DHS discovered the KeyPoint intrusion only after undertaking a thorough assessment of all such contractors -- a move prompted by the hacking of another federal contractor, according to DHS.

Asked why the government waited seven months to notify potential victims, one U.S. official said it took time for authorities to conclude personal information may have been stolen in the incident.

Nevertheless, KeyPoint put in place "additional safeguards" after the intrusion was detected, and those steps should "prevent future incidents of this nature," according to the government notification.

In addition to the KeyPoint incident, investigators are also looking into whether another previously-known hack into OPM databases in March 2014 may be connected to the most recent breach.
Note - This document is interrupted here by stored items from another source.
Issue #396, opened 2024-11-05
Fix request for pmd7 AvoidUserDataInSharedObjects false positive


jborgers:
```
import lombok.Getter;
import lombok.Setter;
import org.springframework.boot.context.properties.ConfigurationProperties;
import org.springframework.stereotype.Component;

@Getter
@EqualsAndHashCode
@Component
@ConfigurationProperties(prefix = "hazelcast")
public class HazelcastProperties implements BaseHazelcastProperties {
    private static final String HAZELCAST = "hazelcast.";
    @Value("${"+ HAZELCAST + "mapNameAccount}")
    private String mapNameAccount; // <--- false positive
}
```

jborgers:
@ConfigurationProperties and no @Setter should be ok

PR #397, opened 2024-11-05
Fix request for pmd7 AvoidUserDataInSharedObjects false positive #396

jborgers:


stokpop (approved):
I also saw some false hits on contants with `MAX`. Hopefully fixed with this :-)

Issue #407, opened 2024-11-12
Fix Request: AvoidForEachInStreams false positive


jborgers:
It also matches on Collection.forEach(). That forEach takes a lambda, however, it is not a stream which can be made parallel. It makes the iteration internal compared to the foreach statement on the collection, it is not to be in a functional expression.

jborgers:
Note this is a false positive in both pmd6 and pmd7 version. Only fixed it in pmd7 branch.

Issue #341, opened 2024-09-16
Fix Request: AvoidForEachInStreams - do not allow log with non-log statements


stokpop:
Log lines are considered good in for each. 

But if there are statements next to logging, it should be "bad".

Example, add the process(l) to this test case in `violation: forEach in streams`:

```java
        letters.stream().forEach(l -> {
            process(l);
            log.info(l);
        });
```

PR #409, opened 2024-11-14
Fix: pmd7 AvoidForEachInStreams false positives #407, and #341 and #410

jborgers:


jborgers:
Covers #407, #341 and #410

stokpop (approved):

PR #414, opened 2024-11-19
pmd7 fix request #413 AvoidUnnecessaryStringBuilderCreation while loop - fix false positive

### LINKED ISSUE #413: Fix Request: pmd7 AvoidUnnecessaryStringBuilderCreation false positive with while loop
```java
    String foo(String value, int len) {
        StringBuilder zeroes = new StringBuilder();

        while (zeroes.length() + value.length() < len) {
            zeroes.append('0');
        }

        return zeroes.append(value).toString(); // <-- false positive, zeroes used in while loop
    }
```

stokpop:
Tried to simplify xpath.

All unit test are green.

Can we think of more while/stream/for loops that we missed?
Watch for more false positives with new xpath?

One unit test matches same line 3 times: `append` is chained 3 times, can we make it that it matches each separate line?


jborgers (approved):

stokpop:
ended up in rebase hell, use PR #495 instead

Issue #430, opened 2024-11-25
Fix Request: false positive in AvoidUnconditionalBuiltLogStrings


jborgers:
Message is logged and returned, so a flase positive:
```
import lombok.extern.slf4j.Slf4j;

@Slf4j
class Foo {
    String bar() {
        StringBuilder messageBuilder = new StringBuilder();
        messageBuilder.append("-"); // <-- false positive
    
        log.info("message: {}" , messageBuilder);

        return messageBuilder.toString();
    }
}
```

PR #431, opened 2024-11-25
Fix: false positive in AvoidUnconditionalBuiltLogStrings #430

jborgers:


src/test/resources/com/jpinpoint/perf/lang/java/ruleset/common/xml/AvoidUnconditionalBuiltLogStrings.xml
```diff
@@ -308,6 +308,26 @@ public class MyProducer {
...
+        <code><![CDATA[
+import lombok.extern.slf4j.Slf4j;
+
+@Slf4j
+class Issue430 {
+    String bar() {
+        StringBuilder messageBuilder = new StringBuilder();
+        messageBuilder.append("-"); // <-- false positive
+
+        log.info("message: {}" , messageBuilder);
```
stokpop, line 327: here in this particular code case: when info level is active, the messageBuilder.toString() is actually called twice: for logging and the return value... might be for another rule, there is some unnecessary overhead. But might be difficult to catch and not worth the effort for a rule  (?)

stokpop (approved):
See comment, not for this rule, but there is some unnecessary overhead. ;-)

src/test/resources/com/jpinpoint/perf/lang/java/ruleset/common/xml/AvoidUnconditionalBuiltLogStrings.xml
jborgers: yeah, good point, maybe worth a rule, but not high priority

Issue #434, opened 2024-11-28
Fix Request: AvoidMultipleConcatStatements spurious violations and missing cases


jborgers:

jborgers:
```
class Issue435 {

    private String[] values = {"tic", "tac", "toe"};

    String bad1() {
        String logStatement = "";
        logStatement += values[0];
        logStatement = logStatement + values[1]; // bad <-- missed case
        return logStatement; 
    }

    String bad2() {
        String logStatement = "";
        logStatement = logStatement + values[1];
        logStatement += values[0]; // bad <-- missed case
        return logStatement; 
    }

    String bad3() {
        String logStatement = "";
        logStatement = logStatement + values[0];
        logStatement += values[1] + "-"; // bad
        logStatement += values[2]; // <-- 'false positive', spurious
        logStatement += "-bla"; // <-- 'false positive', spurious
        return logStatement; // bad
    }

    String bad4() {
        String logStatement = "";
        logStatement = logStatement + values[0];
        logStatement = logStatement + values[1] + "-"; // bad
        logStatement = logStatement + values[2]; // <-- 'false positive', spurious
        logStatement = logStatement + "-bla"; // <-- 'false positive', spurious
        return logStatement; // bad
    }
}

```

PR #436, opened 2024-11-28
Fix: AvoidMultipleConcatStatements spurious violations and missing cases #434

jborgers:


src/test/resources/com/jpinpoint/perf/lang/java/ruleset/common/xml/AvoidMultipleConcatStatements.xml
```diff
@@ -36,7 +36,7 @@ public class AvoidMultipleConcatStatementsTest {
 
 		logStatement = logStatement + values.get(0);
 		logStatement = logStatement + values.get(1); // bad
-        logStatement = logStatement + values.get(2); // bad
+        logStatement = logStatement + values.get(2); // not reported to prevent violation overload
```
stokpop, line 39: so if the case of `get(1)` gets fixed, the second one is reported in new PMD run?

stokpop (approved):
see question

Issue #438, opened 2024-12-02
Fix Request: ImplementEqualsHashCodeOnValueObjects has false positives


jborgers:
In some cases it is unlikely that object are ever used in a collection or called equals on:
* if implements javax.ws.rs.ext.ContextResolver
* if implements javax.ws.rs.client.ClientRequestFilter

PR #443, opened 2024-12-03
Fix: ImplementEqualsHashCodeOnValueObjects has false positives #438

jborgers:


stokpop (approved):
I think we will find other cases to be added to the ignore list in the future :-)

PR #2260, opened 2021-01-04
Immediate updates of `total-liquid-ustx`

### LINKED ISSUE #2232: `stx-liquid-supply` broken
`stx-liquid-supply` evaluation is currently broken: it attempts to read from the HeadersDB at the current block height. This fails, causing the `clarity_db` to return `0` in all cases.

A fix and witnessing test are found in 8cbdabc71 (PR: #2227)

kantai:
This fixes #2232 by using the clarity_db MARF to store the current liquid supply of STX.

This PR also tries to play some tricks with our current integration tests workflows:
1. It creates a separate workflow for the integration tests, which allows them to be re-run without re-running the other jobs (the dist and build-release jobs are non-trivial executions).
2. It runs the tests in separate `cargo test` commands. This solves any issues that may be caused by using lazy_statics to track test state _and_ it makes the tests "fail fast".
3. It separates the atlas integration test into its own test runner.

### DIFF
--- a/.github/actions/bitcoin-int-tests/Dockerfile.bitcoin-tests
+++ b/.github/actions/bitcoin-int-tests/Dockerfile.bitcoin-tests
@@ -16,7 +16,6 @@ WORKDIR /src/testnet/stacks-node
 RUN cargo test -- --test-threads 1 --ignored tests::integrations::integration_test_get_info
 RUN cargo test -- --test-threads 1 --ignored tests::neon_integrations::bitcoind_integration_test
 RUN cargo test -- --test-threads 1 --ignored tests::neon_integrations::size_check_integration_test
-RUN cargo test -- --test-threads 1 --ignored tests::neon_integrations::atlas_integration_test
 RUN cargo test -- --test-threads 1 --ignored tests::neon_integrations::liquid_ustx_integration
 RUN cargo test -- --test-threads 1 --ignored tests::neon_integrations::stx_transfer_btc_integration_test
 RUN cargo test -- --test-threads 1 --ignored tests::neon_integrations::bitcoind_forking_test
--- a/.github/actions/bitcoin-int-tests/Dockerfile.bitcoin-tests
+++ b/.github/actions/bitcoin-int-tests/Dockerfile.bitcoin-tests
@@ -12,4 +12,15 @@ RUN cd / && tar -xvzf bitcoin-0.20.0-x86_64-linux-gnu.tar.gz
 RUN ln -s /bitcoin-0.20.0/bin/bitcoind /bin/
 
 ENV BITCOIND_TEST 1
-RUN cd testnet/stacks-node && cargo test -- --test-threads 1 --ignored
+WORKDIR /src/testnet/stacks-node
+RUN cargo test -- --test-threads 1 --ignored tests::integrations::integration_test_get_info
+RUN cargo test -- --test-threads 1 --ignored tests::neon_integrations::bitcoind_integration_test
+RUN cargo test -- --test-threads 1 --ignored tests::neon_integrations::size_check_integration_test
+RUN cargo test -- --test-threads 1 --ignored tests::neon_integrations::atlas_integration_test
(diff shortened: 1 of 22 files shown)


.github/actions/bitcoin-int-tests/Dockerfile.bitcoin-tests
```diff
@@ -12,4 +12,14 @@ RUN cd / && tar -xvzf bitcoin-0.20.0-x86_64-linux-gnu.tar.gz
...
+RUN cargo test -- --test-threads 1 --ignored tests::integrations::integration_test_get_info
+RUN cargo test -- --test-threads 1 --ignored tests::neon_integrations::bitcoind_integration_test
+RUN cargo test -- --test-threads 1 --ignored tests::neon_integrations::size_check_integration_test
+RUN cargo test -- --test-threads 1 --ignored tests::neon_integrations::liquid_ustx_integration
+RUN cargo test -- --test-threads 1 --ignored tests::neon_integrations::stx_transfer_btc_integration_test
+RUN cargo test -- --test-threads 1 --ignored tests::neon_integrations::bitcoind_forking_test
+RUN cargo test -- --test-threads 1 --ignored tests::neon_integrations::microblock_integration_test
+RUN cargo test -- --test-threads 1 --ignored tests::neon_integrations::pox_integration_test
+RUN cargo test -- --test-threads 1 --ignored tests::bitcoin_regtest::bitcoind_integration_test
+RUN cargo test -- --test-threads 1 --ignored tests::should_succeed_handling_malformed_and_valid_txs
```
jcnelson, line 25: Is there a way to programmatically enumerate this list, so we don't accidentally forget to add new ones to the test runner as they get created?  Same question for Atlas tests.

src/chainstate/coordinator/mod.rs
```diff
@@ -211,20 +211,15 @@ impl RewardSetProvider for OnChainRewardSetProvider {
...
+        let liquid_ustx = chainstate.get_liquid_ustx(block_id);
 
         let (threshold, participation) = StacksChainState::get_reward_threshold_and_participation(
             &burnchain.pox_constants,
             &registered_addrs,
             liquid_ustx,
         );
 
-        test_debug!("PoX reward cycle threshold: {}, participation: {}, liquid_ustx: {}, num registered addrs: {}", threshold, participation, liquid_ustx, registered_addrs.len());
+        info!("PoX reward cycle threshold: {}, participation: {}, liquid_ustx: {}, num registered addrs: {}", threshold, participation, liquid_ustx, registered_addrs.len());
```
jcnelson, line 222: Structured logging? ;)

src/chainstate/stacks/miner.rs
```diff
@@ -761,23 +760,44 @@ impl StacksBlockBuilder {
...
-            StacksChainState::process_matured_miner_rewards(
+            let matured_ustx = StacksChainState::process_matured_miner_rewards(
                 clarity_tx,
                 miner_reward,
                 user_rewards,
                 parent_reward,
             )
             .expect("FATAL: failed to process miner rewards");
+
+            clarity_tx
```
jcnelson, line 777: I've seen this code block a few times.  Should `clarity_tx` just have its own method for incrementing the total uSTX supply?

jcnelson (approved):
This overall LGTM; just a few minor comments.  Thanks @kantai!

jcnelson:
It looks like the `sampled-genesis` test runner is still running the Atlas integration test?

.github/actions/bitcoin-int-tests/Dockerfile.bitcoin-tests
kantai: No, I don't believe so

kantai:
> It looks like the sampled-genesis test runner is still running the Atlas integration test?

It should only be running in the `stacks-bitcoin-integration-tests/atlas-test` runner, so now it has it's own docker container. The integration tests are all still woefully flaky, but at least now he execution ends more quickly.

lgalabru (approved):

Issue #2257, opened 2021-01-04
Clarity runtime errors should not abort block


kantai:
Clarity runtime errors _should not_ result in an invalid block, or cause a miner to not include the transaction. This incorrect behavior is currently relied on by tests in `chainstate::stacks::boot` that use `unwrap-panic!` to abort the transaction, which is then checked to ensure that the transaction is not included in the block.

diwakergupta:
Fixed by #2264

PR #2264, opened 2021-01-05
Smart contract transaction error handling

kantai:
This fixes the behavior in #2257

### DIFF
--- a/src/chainstate/stacks/db/transactions.rs
+++ b/src/chainstate/stacks/db/transactions.rs
@@ -856,15 +856,32 @@ impl StacksChainState {
 
                 let (result, asset_map, events) = match contract_call_resp {
                     Ok((return_value, asset_map, events)) => {
-                        info!("Contract-call to {}.{:?} args {:?} returned {:?}", &contract_id, &contract_call.function_name, &contract_call.function_args, &return_value);
-                        info!("Contract-call to {}.{:?} args {:?} cost {:?}", &contract_id, &contract_call.function_name, &contract_call.function_args, &total_cost);
+                        info!("Contract-call successfully processed";
+                              "contract_name" => %contract_id,
+                              "function_name" => %contract_call.function_name,
+                              "function_args" => ?contract_call.function_args,
+                              "return_value" => %return_value,
+                              "cost" => ?total_cost);
                         Ok((return_value, asset_map, events))
                     },
                     Err(e) => {
                         match e {
                             // runtime errors are okay -- we just have an empty asset map
                             clarity_error::Interpreter(InterpreterError::Runtime(ref runtime_error, ref stack)) => {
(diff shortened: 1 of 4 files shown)


src/chainstate/stacks/db/transactions.rs
```diff
@@ -856,15 +856,32 @@ impl StacksChainState {
...
-                                info!("Runtime error {:?} on contract-call {}.{:?} {:?}, stack trace {:?}", runtime_error, &contract_id, &contract_call.function_name, &contract_call.function_args, stack);
+                                info!("Contract-call processed with error";
+                                      "contract_name" => %contract_id,
+                                      "function_name" => %contract_call.function_name,
+                                      "function_args" => ?contract_call.function_args,
+                                      "error" => ?runtime_error,
+                                      "stack" => ?stack);
+                                Ok((Value::err_none(), AssetMap::new(), vec![]))
+                            },
+                            clarity_error::Interpreter(InterpreterError::ShortReturn(ref short_ret)) => {
```
jcnelson, line 879: There aren't any other such `InterpreterError`s we should handle here, right?

jcnelson (approved):
LGTM, but maybe there's some space to DRY up the error-handling code?  Right now, it looks like we catch all four non-block-invalidating Clarity errors twice.

src/chainstate/stacks/db/transactions.rs
kantai: I don't think so -- the other error kinds are Unchecked (which should have been prevented through analysis) and Interpreter (which should not occur at all), both of which a miner should not be allowed to mine a block with.

kantai:
I factored the error handling in 098fa3b6d -- there's still a bit of duplication in the two locations, but that's mostly due to the logging code, which should be different between them. The decision about which errors are acceptable versus rejectable is factored out, though.

src/chainstate/stacks/db/transactions.rs
```diff
@@ -2123,6 +2169,56 @@ pub mod test {
         conn.commit_block();
     }
 
+    #[test]
+    fn process_smart_contract_user_aborts_2257() {
+        let contract = "(asserts! false (err 1))";
```
lgalabru, line 2174: I think it would be super useful to see a test with all the different behavior - success, abort, panic - as a direct call,  in a nested `contract-call` - testing for writes being rollbacked and transaction inclusion.

lgalabru (approved):
Good catch, thank you @kantai!

src/chainstate/stacks/db/transactions.rs
kantai: I would agree -- and think we can add more test coverage for that after the next xenon reset. If that testing turns up an issue here, I think we can figure it out at that point.

Issue #2258, opened 2021-01-04
Net: unconfirmed microblock processing can prevent network activity


jcnelson:
If the time taken to create the unconfirmed microblock state trie takes too long, it can starve the network by preventing any network activity from completing in the allotted time.

The solution would be:
* Be less aggressive about rebuilding the unconfirmed microblock state trie.  A low-hanging win would be to not try and do anything with it unless there are actually new microblocks to deal with, and to throttle the rate at which we consider new microblocks.
* Move microblock-mining and unconfirmed miroblock-processing out of the p2p thread, and into the relayer thread.

jcnelson:
Fixed by #2266

PR #2266, opened 2021-01-05
Fix/net slow lock

jcnelson:
This PR addresses #2258 by moving management of unconfirmed state and microblock mining back into the relayer thread (now that it's safe to do this).

The p2p thread will drive microblock mining using a `RunMicroblockTenure` relayer directive, which will be sent to wake up the relayer every so often to mine the next microblock (according to the microblock interval from the config file).

The p2p thread can no longer manage the unconfirmed state trie on its own, so I modified the `UnconfirmedState` struct to have a "read-only" mode that will allow it to be used to query an existing trie in the underlying MARF.  To make this happen safely, I also added a new Clarity API method `begin_read_only_checked()`, which unlike `begin_read_only()` can fail if, for example, the given trie doesn't exist.  This is necessary because the relayer thread can delete the unconfirmed trie while the p2p thread is using it to service requests; these requests should fail gracefully if this happens.

Because the p2p thread needs to know which transactions went into the unconfirmed state trie (so it can handle `/v2/transactions/unconfirmed/{:txid}`), I took the path of least resistance and made it so that the relay thread will share a copy of its unconfirmed state's mined transaction list with the p2p thread via a mutex guard.  It's not the prettiest solution, but it requires fewer lines of code an introduces fewer failure modes than the alternatives I could think of.

### DIFF
--- a/src/vm/database/marf.rs
+++ b/src/vm/database/marf.rs
@@ -294,6 +294,27 @@ impl MarfedKV {
         }
     }
 
+    pub fn begin_read_only_checked<'a>(
+        &'a mut self,
+        at_block: Option<&StacksBlockId>,
+    ) -> Result<ReadOnlyMarfStore<'a>> {
+        let chain_tip = if let Some(at_block) = at_block {
+            self.marf.open_block(at_block).map_err(|_| {
+                debug!("Failed to open read only connection at {}", at_block);
+                InterpreterError::MarfFailure(IncomparableError {
+                    err: MarfError::NotFoundError,
+                })
+            })?;
+            at_block.clone()
+        } else {
+            self.chain_tip.clone()
+        };
+        Ok(ReadOnlyMarfStore {
+            chain_tip,
+            marf: &mut self.marf,
+        })
+    }
+
     /// begin, commit, rollback a save point identified by key
     ///    this is used to clean up any data from aborted blocks
     ///     (NOT aborted transactions that is handled by the clarity vm directly).
--- a/testnet/stacks-node/src/neon_node.rs
+++ b/testnet/stacks-node/src/neon_node.rs
@@ -8,6 +8,7 @@ use std::collections::{HashSet, VecDeque};
 use std::convert::{TryFrom, TryInto};
 use std::default::Default;
 use std::net::SocketAddr;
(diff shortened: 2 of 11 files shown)


src/vm/database/marf.rs
```diff
@@ -294,6 +294,27 @@ impl MarfedKV {
         }
     }
 
+    pub fn begin_read_only_checked<'a>(
```
kantai, line 297: Can you DRY `begin_read_only<'a>` by calling `.expect()` on this new function?

testnet/stacks-node/src/neon_node.rs
```diff
@@ -885,22 +928,26 @@ fn spawn_miner_relayer(
...
-                    if let Err(e) = relayer.broadcast_microblock(
-                        &parent_consensus_hash,
-                        &parent_block_hash,
-                        microblock,
-                    ) {
-                        error!(
-                            "Failure trying to broadcast microblock {}: {}",
-                            microblock_hash, e
-                        );
+                RelayerDirective::RunMicroblockTenure => {
```
kantai, line 931: Can `RunMicroblockTenure` directives be coalesced? As implemented, I think we'd end up with many `RunMicroblockTenure` directives in the channel at the same time, leading the mining thread to try mining a microblock tenure continuously, when the mempool is unlikely to have changed (and these 0-tx attempts to mine a microblock are not cheap).

jcnelson: Sure -- I can make the relayer aware of the expected time between microblocks and ignore these directives if the time since the last microblock was mined is earlier than the deadline to start mining the next one.

jcnelson: Fixed in 1d977c1

src/vm/database/marf.rs
jcnelson: Fixed in 1d977c1

kantai (approved):
This LGTM! Just make sure that the neon_integrations microblock test still works with the latest change.

jcnelson:
It passes locally at least.

lgalabru (approved):
LGTM!

jcnelson:
Flaky tests pass locally.

PR #2269, opened 2021-01-05
Update Xenon 1st bitcoin block height

lgalabru:
To merge before the next consensus breaking deployment.


jcnelson:
Pretty sure this should be opened against `next`, right?

kantai (approved):

jcnelson (approved):

PR #2271, opened 2021-01-05
Fix 2270

jcnelson:
Don't panic just because a network dispatch failed.  Instead, just drop the network dispatch result and proceed to drain the request queue to the relayer as if nothing happened.

Removes one explicit panic from the code.

### DIFF
--- a/testnet/stacks-node/src/neon_node.rs
+++ b/testnet/stacks-node/src/neon_node.rs
@@ -614,7 +614,7 @@ fn spawn_peer(
                 let _ = Relayer::setup_unconfirmed_state_readonly(&mut chainstate, &sortdb);
                 recv_unconfirmed_txs(&mut chainstate, unconfirmed_txs.clone());
 
-                let network_result = match this.run(
+                match this.run(
                     &sortdb,
                     &mut chainstate,
                     &mut mem_pool,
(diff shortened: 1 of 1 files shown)


jcnelson:
Okay this is weird -- I can't select @lgalabru as a reviewer.

kantai (approved):

testnet/stacks-node/src/neon_node.rs
```diff
@@ -624,35 +624,37 @@ fn spawn_peer(
                     &handler_args,
                     &mut expected_attachments,
                 ) {
-                    Ok(res) => res,
+                    Ok(network_result) => {
```
lgalabru, line 627: I think we might want to mitigate this approach. If the node is being dispatching its events to an event observer, crash, if not continue?
Otherwise, the event observer could potentially miss a few things:

```rust
RelayerDirective::HandleNetResult(ref mut net_result) => {
                    debug!("Relayer: Handle network result");
                    let net_receipts = relayer
                        .process_network_result(
                            &local_peer,
                            net_result,
                            &mut sortdb,
                            &mut chainstate,
                            &mut mem_pool,
                            Some(&coord_comms),
                        )
                        .expect("BUG: failure processing network results");

                    let mempool_txs_added = net_receipts.mempool_txs_added.len();
                    if mempool_txs_added > 0 {
                        event_dispatcher.process_new_mempool_txs(net_receipts.mempool_txs_added);
                    }

                    // Dispatch retrieved attachments, if any.
                    if net_result.has_attachments() {
                        event_dispatcher.process_new_attachments(&net_result.attachments);
                    }

                    // synchronize unconfirmed tx index to p2p thread
                    send_unconfirmed_txs(&chainstate, unconfirmed_txs.clone());
                }
```

jcnelson:
Got the all-clear to merge from @diwakergupta, given that this has now triggered a crash in production.  @lgalabru can you please open an issue for this so we can address it in a separate PR?

PR #2273, opened 2021-01-05
E2E Integration test for cost-voting

kantai:
This adds an end-to-end integration test for the cost-voting contract. It requires two changes:

1. Setting a different veto period for testnet and mainnet. To avoid causing a consensus change in mainnet, this code does string replacement to apply the difference in testnet and other testing environments.
2. Reporting the execution cost of contracts in transaction receipts (@zone117x -- does adding an extra field here break processing on the sidecar, or will it just ignore the new field?)


zone117x:
> does adding an extra field here break processing on the sidecar, or will it just ignore the new field?

It will be ignored 👍

reedrosenbluth (approved):

testnet/stacks-node/src/tests/neon_integrations.rs
```diff
@@ -1241,6 +1244,292 @@ fn size_check_integration_test() {
...
+    assert_eq!(res.balance, spender_bal as u128);
+    assert_eq!(res.nonce, 0);
+
+    let transactions = vec![
+        make_contract_publish(&spender_sk, 0, 1000, "cost-definer", cost_definer_src),
+        make_contract_publish(&spender_sk, 1, 1000, "caller", caller_src),
+        make_contract_publish(&spender_sk, 2, 1000, "voter", power_vote_src),
+    ];
+
+    // okay, let's push that stacking transaction!
```
jcnelson, line 1353: stacking?

testnet/stacks-node/src/tests/neon_integrations.rs
```diff
@@ -1241,6 +1244,292 @@ fn size_check_integration_test() {
...
+                let raw_result = tx.get("raw_result").unwrap().as_str().unwrap();
+                let parsed = <Value as ClarityDeserializable<Value>>::deserialize(&raw_result[2..]);
+                assert_eq!(parsed.to_string(), "(ok u0)");
+                tested = true;
+            }
+        }
+    }
+    assert!(tested, "Should have found a contract call tx");
+
+    // try to confirm the passed vote (this will fail)
```
jcnelson, line 1421: How does this test know that this first `confirm_proposal` fails and the next `confirm_proposal` succeeds?  Isn't the first `confirm_proposal`'s failure masked?

jcnelson (approved):
This LGTM, but I had one question about the test design.

testnet/stacks-node/src/tests/neon_integrations.rs
kantai: Ah, yeah, this first one isn't checked -- the second one is checked via the event observer. A check could be added here via the event observer.

kantai: Resolved in 3877c953992d9259550db48b5b251cce389aaa75

testnet/stacks-node/src/tests/neon_integrations.rs
kantai: Copy-pasta -- fixed in 3877c95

That attack targeted an OPM system maintaining security clearance information. An OPM official, however, recently told lawmakers it didn’t expose any personal information.

Nevertheless, officials strongly suspect the cyber-attack came from China -- just like officials believe the most recent intrusion also came from China.

The most recent OPM hack is believed to have been far deeper and potentially more problematic than publicly acknowledged, sources said, with the hackers believed to have been moving in and out of government databases undetected for more than a year.

Much of the compromised data has been stored on OPM systems housed by the Department of the Interior in a Denver-area data center, sources said. And one of the "segments" compromised held forms filled out by federal employees seeking security clearances.

The 127-page forms -- known as SF-86's and used for background investigations -- require applicants to provide personal information not only about themselves but also relatives, friends and “associates” spanning several years. The forms also ask applicants if they have "illegally used a drug or controlled substance," and they require information on financial history and personal relationships.

That type of information, sources said, could be exploited to conduct "social-engineering" operations, potentially using the data to pressure or trick employees into further compromising their agencies.

Also of concern are U.S. employees stationed overseas, including in countries such as China, whose government would covet personal information on relatives and contacts of American officials living in the communist country, according to officials.

"If the SF-86's associated with this hack were, in their entirety, part of the stolen information, then that would mean the potential release of a staggering amount of information, affecting an exponential amount of people," one U.S. official told ABC News on Sunday.

Acting as the government's human resources division, OPM conducts about 90 percent of background investigations for the federal government. Information from SF-86 forms dating back three decades could have been exposed in the cyber-attack, sources said.

It's still unclear exactly what was compromised by the OPM hack, particularly because OPM officials and other authorities still don't have a good handle on how much information was actually stored by OPM in the first place, one U.S. official said.

Nearly 50 government agencies send data to OPM for storage in some form, according to the official.

The intrusion was only noticed after OPM began to upgrade its equipment and systems. As soon as anomalies within the systems were noticed, the Department of Homeland Security and FBI were notified.

Over two weeks, OPM will be sending notifications to the estimated 4 million current and former government employees whose "Personally Identifiable Information" may have been compromised by the hack.

And "since the investigation is ongoing, additional PII exposures may come to light," an OPM official acknowledged Sunday. "In that case, OPM will conduct additional notifications as necessary."

In a statement last week, an FBI spokesman said, "We take all potential threats to public and private sector systems seriously, and will continue to investigate and hold accountable those who pose a threat in cyberspace."

Efforts to reach an OPM spokesman today were unsuccessful.